YOUR TASK
A single figure is required: the number of lines in the data below that hold the word "Window".

PROVIDED ENTRIES
□ □ □ □ □ □ □
Issue #57, opened 2020-08-21
[RFC002] Static GProperty Descriptors


na2axl:
# Static GProperty Descriptors

## RFC

Please see the RFC here: https://github.com/gircore/rfcs/blob/master/rfc-002-static-properties.md
It explains the proposal and some potential solutions.

## Summary

To allow Gir.Core be a part of the current C# UI ecosystem, the implementation of GProperties can be done using Static Properties, to match what it's done now using DependencyProperty in other libraries. For that we have the following goals:

* Declare GProperties of current Wrappers using Static Properties;
* Allow library users to declare GProperties of theirs Subclass using Static Properties;
* An high-level API will provide access to the GProperty value, to retrieve and edit it through the corresponding Property Descriptor.
* Property Descriptors must know the type (the C# type) of the GProperty;
* Property Descriptors must know the type (the C# type) of the GObject in which it will be registered;
* Property Descriptors must know the name of the GProperty;
* Property Descriptors must know if the GProperty is write-only, read-only, or read-write;
* Property Descriptors must allow an easy registration and initialization of the GProperty in the GObject;
* Property Descriptors must also describe child GProperties;
* All of these points must be implemented in an easy to use, DependencyProperty-like manner.

These goals can lead us to these achievements:

* Type System Integration with GObject, as discussed in #46, and described by [[RFC001]](https://github.com/gircore/rfcs/blob/master/rfc-001-type-integration.md).
* Solid MVVM binding model, as discussed in #34, and described by [[RFC003]](https://github.com/gircore/rfcs/blob/master/rfc-003-mvvm-binding.md).

badcel:
This looks good to me, we should see how the signals and properties integrate into: https://github.com/gircore/gir.core/pull/52

na2axl:
Good, I will rebase you recent changes on #52 into #58 and try to continue on this way then :-)

firox263:
One thing I would like to try and keep are strongly typed signal args. It makes the developer experience much nicer as it integrates with intellisense, etc

For example:
```cs
class DestroySignalArgs : SignalArgs
{
    string someRelevantArg;
    int someOtherRelevantArg;
} 
```

badcel:
:+1: 

I think you could just try to use the new properties / signals in `Window` and `Button`, this is enough for the small quickstart demo.

With this we could check the overall design and decide if this is what we want.

na2axl:
[...]

PR #58, opened 2020-08-21
Static GProperty Descriptor

na2axl:
This PR is related to the discussion on #57 about the implementation of property descriptors.

The PR is based on #52

For now, I've implemented it in an non-intrusive way, so existing code is not removed. I've also modified the GtkMinimal app to test the current implementation and everything seems to work as expected.

@gircore/coreteam 

---

**EDIT**: I'm using the GtkMinimal app as draft for testing purposes, but everything will be cleaned when the PR will be ready to merge.


na2axl:
Finally managed to implement basic support for properties and signals descriptors. The end user API seems very cool to me (you can see more in the Gtk QuickStart app):

```cs
var window = new Window("Title")
{
    DefaultWidth = 400,
    DefaultHeight = 300,
    Child = new Button("Close")
    {
        // Experimental for now, but very cool ^^
        [Button.ClickedSignal] = OnCloseButtonClick,
    }
};
```

na2axl:
For now child properties are not yet implemented, I'm facing strange API design and I fear that at the end there will no MVVM binding with child properties.

This is because, as said in the [official documentation](https://developer.gnome.org/gtk3/stable/GtkContainer.html) (see section **Child Properties**), child properties **are object properties that are not specific to either the container or the contained widget, but rather to their relation**. This means that there is *nowhere* we can add these kind of properties, neither in the container class nor in the contained class, like we are already doing with object properties.

Example:
```cs
// We can't declare a child property like this...
public static readonly ChildProperty<bool> ExpandChildProperty = ChildProperty<bool>.Register<Box>(
    "expand",
    nameof(Expand),
    get: (o) => o.Expand,
    set: (o, v) => o.Expand = v
);
// ...because there is nowhere to add this property
public bool Expand
{
   get => GetChildProperty(ExpandChildProperty); // Even this is invalid, we need to know the child widget
   set => SetChildProperty(ExpandChildProperty, value); // Invalid too...
}
```

So to fix that, I plan to do something like this:

```cs
// Declare child properties in the container class, since they remains to it
public static readonly ChildProperty<bool> ExpandChildProperty = ChildProperty<bool>.Register<Box>("expand"); // Only need to know the native property name

// Now to get/set child properties, just call anywhere 
box.GetChildProperty(ExpandChildProperty, child); // Get the value of the given property in `child`
box.SetChildProperty(ExpandChildProperty, child, value); // Set the given value to the given property in `child`
```

But this will unfortunately lead us to no MVVM on child properties 😞

firox263:
@na2axl The API looks brilliant!

I like that it's still regular Gtk and it doesn't stop the user from coding in traditional Gtk style, but at the same time they have a very expressive almost-declarative way of creating UIs.

As for child properties, that's the same way I would do it. I think we can probably deal with not having MVVM for child properties, since they are entirely layout related and won't be apart of Gtk4 anyway (which is only a few months away).

badcel:
@na2axl This looks absolutely great! I have to take a deeper look into it :+1: 

- I wand to think through your property descriptors, to get the complete picture and a feeling for the code.
- I never fully understood GTKs child properties. Now is probably the right time to look into it.

na2axl:
Happy to ear this @badcel, I will try to finish with child properties today to make the PR mergeable.

na2axl:
Seems that the samples are too much incompatibles with the code right now, only the QuickStart sample is working.

The code is ready to merge 😃

firox263:
No need to worry about the samples. We're planning on splitting GtkApp into multiple smaller samples, and GtkMinimal won't work anyway until I reimplement composite templates.

I will try review your PR over the next few days 👍

firox263:
I've only had a cursory glance so far, just a quick comment:

**We will probably need to split properties into two APIs for consumption by:**
 1. Wrappers (e.g. binding to an _existing_ property defined in C)
 2. End-users (creating a *new* gproperty from C#).

This wouldn't be too difficult on top of what we've already got. It could be as simple as having `Register()` and `FromExisting()`, where perhaps `Register()` could add the property to a static dictionary (or similar), which we then use in `class_init` to register with GLib.

If we went this route, I imagine we could simply find/replace `Register` to `FromExisting()/BindExisting()/etc` and then add `Register` back in later alongside composite templates and other `class_init` related functions.

I will have a more in-depth look a bit later. Looking good 👍

na2axl:
@firox263 

> This wouldn't be too difficult on top of what we've already got. It could be as simple as having Register() and FromExisting(), where perhaps Register() could add the property to a static dictionary (or similar), which we then use in class_init to register with GLib.

In the current design the `Register` method is doing nothing more than create a `Property<T>` instance, its real goal was to match a `DependencyProperty`-like syntax. I though that in the `class_init` you just need to _know_ the list of GProperties of the class, and according to the type of that class (Wrapper or Subclass), you will install these properties or not in the GType, isn't that ? If it's not the case so there are some steps I have missed.

> On another note, while I am a fan of the implicit methods, the Register function does seem a bit too verbose. Looking at Avalonia as an example, perhaps we could make properties read/write by default. Not sure if this is possible?

Happy to see you've checked that ^^. My design is highly inspired from Avalonia's [direct properties](http://avaloniaui.net/docs/authoring-controls/defining-properties#direct-avaloniaproperties) since they match exactly our case. The syntax is verbose, for sure, but I see his benefits for when we will implement MVVM bindings. The `get` and `set` methods from the `Property<T>` will be used on data binding time, otherwise we will do reflections and this can be overkill...

badcel:
@na2axl Could you merge with the current `CustomGObject` branch?

badcel:
> I though that in the class_init you just need to know the list of GProperties of the class, and according to the type of that class (Wrapper or Subclass), you will install these properties or not in the GType, isn't that ?

I'm not sure about this. We probably need to test it. I think what @firox263 means is if our GObject is just a wrapper around e.g. a `Gtk.Button` and the Button is created all the propperties are already installed, because the type is defined and we don't need to register anything (in case the object is a pure wrapper).

If we register a subclass of a subclass at first we will register the parent type and afterwards our own type. So each class does only need to care for their own properties and not about their parents properties? If it would be like this, it would be very nice, because it would be very simple.

To differentiate both cases (don't register anything / register only the properties of the class) we could just take our `WrapperAttribute`. Than we woudn't need a differnt type of properties. If we would use a different type of Property the benefit would be that we wouldn't need to search for the attribute. But from my point of view this is just a duplication of information:
 - Wrapper attribute: This is a warpper class
 - Special property class: This is a wrapped property of a wrapper class

As the `GetType` method is static and the `WrapperAttribute` is part of the class definition we could create some kind of static `TypeInformation` like our property descriptors, which don't describe the property from C# point of view, but the type. We could bundle the `GetType` method together with the name of the wrapped C GOBject class and get easy access to the desired information with one call.

badcel:
I updated my PR to your branch so it is not using _InternalsVisibleTo_ and I added a type descriptor class to describe a class.

na2axl:
@badcel I've checked that, I'm OK with the `TypeDescriptor` API, it's better than the `Wrapper` and allow us to cache the GType, so no unnecessary calls ^^. But I have seen that the `TypeDescriptor` uses `Sys.Type` instead of `GObject.Type`, is it intended ? Since @firox263 have said it will be the `GObject.Type` instead which will be exposed to the user.

Also when you will be done will the PR just say me to merge.

badcel:
Yes it is intentional. As the type dictionary is based on `Sys.Type`. `GObject.Type` is just another wrapper around `Sys.Type` so I did not use it.  It show's the `Sys.Type` a little more than the old `GetGType` method did (as it is now `protected`).

If we don't want do leave a trace of the `Sys` namespace I would convert it to `GObject.Type` (including the type dictionary).

@firox263 what do you think?

firox263:
> @firox263 what do you think?

My preference is that a library's `Sys` namespace should only be visible to that specific library and shouldn't be exposed/"leaked" outside of the assembly. If there's something in the library that other libraries also need, it's probably a sign that API should be public anyway.

badcel:
I made some more changes to my PR. I made the type descriptor private as it should never be used from another class. The type is now only searched in the current class and ignoring the class hierarchy as this could otherwise lead to wrong results.

I think we can merge it now.

Afterwards I would like to merge @na2axl code into my `Custom GObjects` branch so we can create new pull requests inside the gir.core repository and don't need to fork the repo.

firox263:
As for merging this, @na2axl you've done a brilliant job making this not conflict with #52.

I don't really have the time at the moment to properly review this line by line (and won't until end of next week), but I'm satisfied with how this all works on a high level, **with the exception of the Register/FromExisting functions which I'd like to sort out first**.

We're going to need to do a lot of cleanup on the codebase once merged into #52:
- Remove old properties code
- Rename property descriptors (remove 'Ex')
- Move `Sys.Type` to `GObject.Type`
- Generator
- Samples
- Test other libraries (Gtk, libhandy, etc)

Perhaps in this case, if you're happy with this @badcel we can merge this into #52 once we've resolved the wrapper vs subclass registration and continue working on it incrementally from there.

---

A quick word on the whole FromExisting/Register thing:

This would apply to both properties and signals. Since for our wrappers, we are binding to a property/signal that has already been declared by GObject/Gtk/etc, I would prefer if there was a distinction made in the intent of the function. Even if they were fundamentally the same, having 'BindExisting' (for example) and 'Register' makes it very clear what the purpose of the descriptor is. The end-user would only ever use `Register` as existing properties are already defined by the bindings.

I don't think we need to have individual classes (like `Property` and `ExistingProperty` implementing `IProperty`). This seems like overkill to me. However it would greatly simplify property registration, so it could be an option. Perhaps all we need is a simple boolean indicating whether it is user-defined or unmanaged-defined.

---

On a completely unrelated note, we should rename `ConstructProp` to `ConstructParam` as this is an actual construct in GObject used for a near-identical purpose.

firox263 (approved):

na2axl:
@badcel I've just merged your changes and into this PR

PR #62, opened 2020-08-23
Add contribution guidelines

### LINKED ISSUE #59: Code style
We should define a code style we all agree on to avoid later discussion and ensure a consistent code base for gir.core This could be an RFC.

badcel:
Fixes #59


badcel:
@firox263 If you agree, too, please merge.

PR #64, opened 2020-08-24
Adds GObject reference to DBus sample

knuxbbs:


badcel:
@knuxbbs : Thank you for your pull request. You are right the project references are incorrect. Actually there only needs to be a reference towards `Gio` for the DBus sample to work. If you fix this I'm happy to merge.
□ □ □ □ □ □ □
SOLUTION
2